About this task: The answer must be every line of the records below that contains the word "OpacityIcon".

Data shown:

PR #11691, opened 2023-03-12
Feature: Added selected state to opacity icon

yaira2:
**Resolved / Related Issues**
- Added IsSelected state to opacity icon

**Validation**
- [x] Built and ran the app

**Screenshots (optional)**
Add screenshots here.

### DIFF
--- a/src/Files.App/UserControls/OpacityIcon.xaml.cs
+++ b/src/Files.App/UserControls/OpacityIcon.xaml.cs
@@ -11,15 +11,28 @@ namespace Files.App.UserControls
 			InitializeComponent();
 		}
 
+
+		public bool IsSelected
+		{
+			get => (bool)GetValue(IsSelectedProperty);
+			set => SetValue(IsSelectedProperty, value);
+		}
+
+		public static readonly DependencyProperty IsSelectedProperty =
+			DependencyProperty.Register(nameof(IsSelected), typeof(bool), typeof(OpacityIcon), new PropertyMetadata(null));
+
 		private void IsEnabledChange(DependencyObject sender, DependencyProperty dp)
 		{
 			string state = sender.GetValue(dp) is false ? "Disabled" : "Normal";
-			VisualStateManager.GoToState(this, state, true);
+
+			if (state == "Normal" && IsSelected)
+				VisualStateManager.GoToState(this, "Selected", true);
+			else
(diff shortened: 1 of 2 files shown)


src/Files.App/UserControls/OpacityIcon.xaml.cs
```diff
@@ -11,15 +11,28 @@ public OpacityIcon()
...
+
 		private void IsEnabledChange(DependencyObject sender, DependencyProperty dp)
 		{
 			string state = sender.GetValue(dp) is false ? "Disabled" : "Normal";
-			VisualStateManager.GoToState(this, state, true);
+
+			if (state == "Normal" && IsSelected)
+				VisualStateManager.GoToState(this, "Selected", true);
+			else
+				VisualStateManager.GoToState(this, state, true);
```
chingucoding, line 31: I think something like this would be better to read:
```c#
if(IsSelected) 
    VisualStateManager.GoToState(this, "Selected", true);
if(sender.GetValue(IsEnabledProperty))
    VisualStateManager.GoToState(this, "Normal", true);
VisualStateManager.GoToState(this, "Disabled", true)
```

chingucoding (commented):
I assume there is no use case for selected and simultanously disabled right?

src/Files.App/UserControls/OpacityIcon.xaml.cs
yaira2: > I assume there is no use case for selected and simultaneously disabled right?

That's right, but it can be selected and enabled at the same time in which `Selected` should have priority.

yaira2: @chingucoding have you tested if that works? I didn't test but the logic doesn't look right.

chingucoding: I did not and it also wouldn't. I think the following would work as expected:
```c#
			if(sender.GetValue(dp) is false)
				VisualStateManager.GoToState(this, "Disabled", true);
			else if (IsSelected)
				VisualStateManager.GoToState(this, "Selected", true);
			else
				VisualStateManager.GoToState(this, "Normal", true);
```

yaira2: This looks good, thanks!

chingucoding (approved):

Result of the task:
--- a/src/Files.App/UserControls/OpacityIcon.xaml.cs
+++ b/src/Files.App/UserControls/OpacityIcon.xaml.cs
+			DependencyProperty.Register(nameof(IsSelected), typeof(bool), typeof(OpacityIcon), new PropertyMetadata(null));
src/Files.App/UserControls/OpacityIcon.xaml.cs
@@ -11,15 +11,28 @@ public OpacityIcon()
src/Files.App/UserControls/OpacityIcon.xaml.cs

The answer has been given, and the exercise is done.